Comparing approaches:

Model	Log Loss	AUC-ROC	Calibration
Logistic Regression	0.612	0.682	Good
Random Forest	0.598	0.705	Fair
XGBoost	0.589	0.718	Good
Neural Network	0.592	0.712	Fair

Selected: XGBoost for best balance of performance and calibration.

Hyperparameter Tuning

best_params = {
    'max_depth': 6,
    'learning_rate': 0.05,
    'n_estimators': 300,
    'min_child_weight': 10,
    'subsample': 0.8,
    'colsample_bytree': 0.8
}

Part 4: Results

Overall Performance

Log Loss: 0.589 (vs. 0.652 for distance-only model)
AUC-ROC: 0.718 (vs. 0.659 for distance-only)
Calibration: Well-calibrated across probability range

Feature Importance

Rank	Feature	Importance
1	distance_to_basket	0.182
2	closest_defender_dist	0.124
3	touch_time	0.098
4	shooter_speed	0.076
5	shot_angle	0.068
6	defenders_within_4ft	0.055
7	rim_protector_present	0.048
8	catch_and_shoot	0.042

Key Insights

Defender distance matters most after location: A wide-open 3 is worth more than a contested one
Touch time is predictive: Catch-and-shoot has ~5% higher make probability
Movement is important: Stationary shooters make more shots
Rim protection deters attempts: Fewer shots near protected rim

Part 5: Applications

Shot Selection Analysis

Calculate "Points Added" for each player:

Points Added = sum(Actual Points - Expected Points per Shot)
Expected Points = P(Make) × Point Value

Top Shot Selectors (2021-22): 1. Stephen Curry: +145 points 2. Kevin Durant: +112 points 3. Devin Booker: +98 points

Worst Shot Selectors: 1. Russell Westbrook: -89 points 2. ...

Defensive Impact

Measure how defenders affect shot quality:

Defensive Impact = Opponent xPts with Player - Opponent xPts without

Best Shot Contest Defenders: 1. Rudy Gobert: -0.08 xPts per shot contested 2. Bam Adebayo: -0.06 xPts 3. Draymond Green: -0.05 xPts

Real-Time Applications

Live shot quality display during broadcasts
Coaching feedback on shot selection
Player development tracking

Part 6: Limitations and Future Work

Limitations

No shooter skill adjustment: Same xPts for Curry and average shooter
Limited pre-shot actions: Don't capture full play development
No fatigue/game state interaction: Early vs. late game may differ
Tracking data availability: Not available for all levels

Future Improvements

Add shooter-specific adjustments
Incorporate play-type context
Model shot fake and pump fake scenarios
Include time-varying fatigue effects

Conclusion

Tracking data enables shot quality models that significantly outperform location-only baselines.

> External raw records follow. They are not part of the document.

PR #248, opened 2023-01-20
Improved LocalDateTime documentation

holgerbrandl:
Improved reasoning for missing date-time arithmetics and added an example

### DIFF
--- a/core/common/src/LocalDateTime.kt
+++ b/core/common/src/LocalDateTime.kt
@@ -20,7 +20,10 @@ import kotlinx.serialization.Serializable
  * The main purpose of this class is to provide human-readable representations of [Instant] values, or to transfer them
  * as data.
  *
- * The arithmetic on [LocalDateTime] values is not provided, since without accounting for the time zone transitions it may give misleading results.
+ * The arithmetic on [LocalDateTime] values is not provided, since without accounting for the time zone transitions it 
+ * may give misleading results. For example, assuming March 26, 2023, 22:00 as a value of `LocalDateTime`, adding 10 hours
+ * is ambigous because that is when daylight savings kick in in some timzones: For the US, if you just add 10 hours to 
+ * the clock at this particular day, it would be 8:00, but if you just waited 10 hours it would be 9:00.
  */
 @Serializable(with = LocalDateTimeIso8601Serializer::class)
 public expect class LocalDateTime : Comparable<LocalDateTime> {
--- a/core/common/src/LocalDateTime.kt
+++ b/core/common/src/LocalDateTime.kt
@@ -22,8 +22,8 @@ import kotlinx.serialization.Serializable
  *
  * The arithmetic on [LocalDateTime] values is not provided, since without accounting for the time zone transitions it 
  * may give misleading results. For example, assuming March 26, 2023, 22:00 as a value of `LocalDateTime`, adding 10 hours
- * is ambigous because that is when daylight savings kick in in some timzones: For the US, if you just add 10 hours to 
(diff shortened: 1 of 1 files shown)


core/common/src/LocalDateTime.kt
```diff
@@ -20,7 +20,10 @@ import kotlinx.serialization.Serializable
  * The main purpose of this class is to provide human-readable representations of [Instant] values, or to transfer them
  * as data.
  *
- * The arithmetic on [LocalDateTime] values is not provided, since without accounting for the time zone transitions it may give misleading results.
+ * The arithmetic on [LocalDateTime] values is not provided, since without accounting for the time zone transitions it 
+ * may give misleading results. For example, assuming March 26, 2023, 22:00 as a value of `LocalDateTime`, adding 10 hours
+ * is ambigous because that is when daylight savings kick in in some timzones: For the US, if you just add 10 hours to
```
ilya-g, line 25:
```suggestion
 * is ambiguous because that is when daylight savings kick in in some time zones: for the US, if you just add 10 hours to 
```

core/common/src/LocalDateTime.kt
```diff
@@ -20,7 +20,10 @@ import kotlinx.serialization.Serializable
  * The main purpose of this class is to provide human-readable representations of [Instant] values, or to transfer them
  * as data.
  *
- * The arithmetic on [LocalDateTime] values is not provided, since without accounting for the time zone transitions it may give misleading results.
+ * The arithmetic on [LocalDateTime] values is not provided, since without accounting for the time zone transitions it 
+ * may give misleading results. For example, assuming March 26, 2023, 22:00 as a value of `LocalDateTime`, adding 10 hours
+ * is ambigous because that is when daylight savings kick in in some timzones: For the US, if you just add 10 hours to 
+ * the clock at this particular day, it would be 8:00, but if you just waited 10 hours it would be 9:00.
```
ilya-g, line 26:
```suggestion
 * the clock at this particular day, it would be 8:00, but if you just waited 10 hours, it would be 9:00.
```

holgerbrandl:
I figured later that this is greatly documented in https://github.com/Kotlin/kotlinx-datetime#date--time-arithmetic but maybe extending the javadoc makes sense as well. 

What I also tend to do in my projects is to bluntly cross reference the main documentation via hyperlinks from the java-doc to keep docs centralized while avoiding redundancy. For example https://github.com/holgerbrandl/kalasim/blob/master/src/main/kotlin/org/kalasim/Component.kt#L131. I still wonder about the best practice here.

dkhalanskyjb:
What do you think about writing something like this instead?
```kotlin
* See the documentation [LocalDateTime.toInstant] for an explanation of problems with raw [LocalDateTime] values.
```
It's nice to have information discoverable, but I also think that it's better to write one good explanation and link to it from ten places instead of writing ten unrelated explanations.

Or maybe it would be better to write one good explanation in some place other than `LocalDateTime.toInstant`. Or maybe the explanation in `LocalDateTime.toInstant` is also not good enough. WDYT?

holgerbrandl:
Currently the actual explanation sits at https://github.com/Kotlin/kotlinx-datetime#date--time-arithmetic, but definitely, keeping it at once place with proper references is better.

Key factors include defender proximity, shooter movement, and touch time. These models have practical applications for shot selection analysis, defensive evaluation, and real-time broadcasting.

Exercises

Exercise 1

Calculate the expected points for the following shots using a simplified model: - 15-foot jumper, open (4+ feet from defender) - 15-foot jumper, contested (2 feet from defender) - 3-pointer, catch-and-shoot, open - 3-pointer, off-dribble, contested

Exercise 2

Design features to capture "shot difficulty" that aren't already included in the model.

Exercise 3

How would you modify this model for college basketball where tracking data is less available?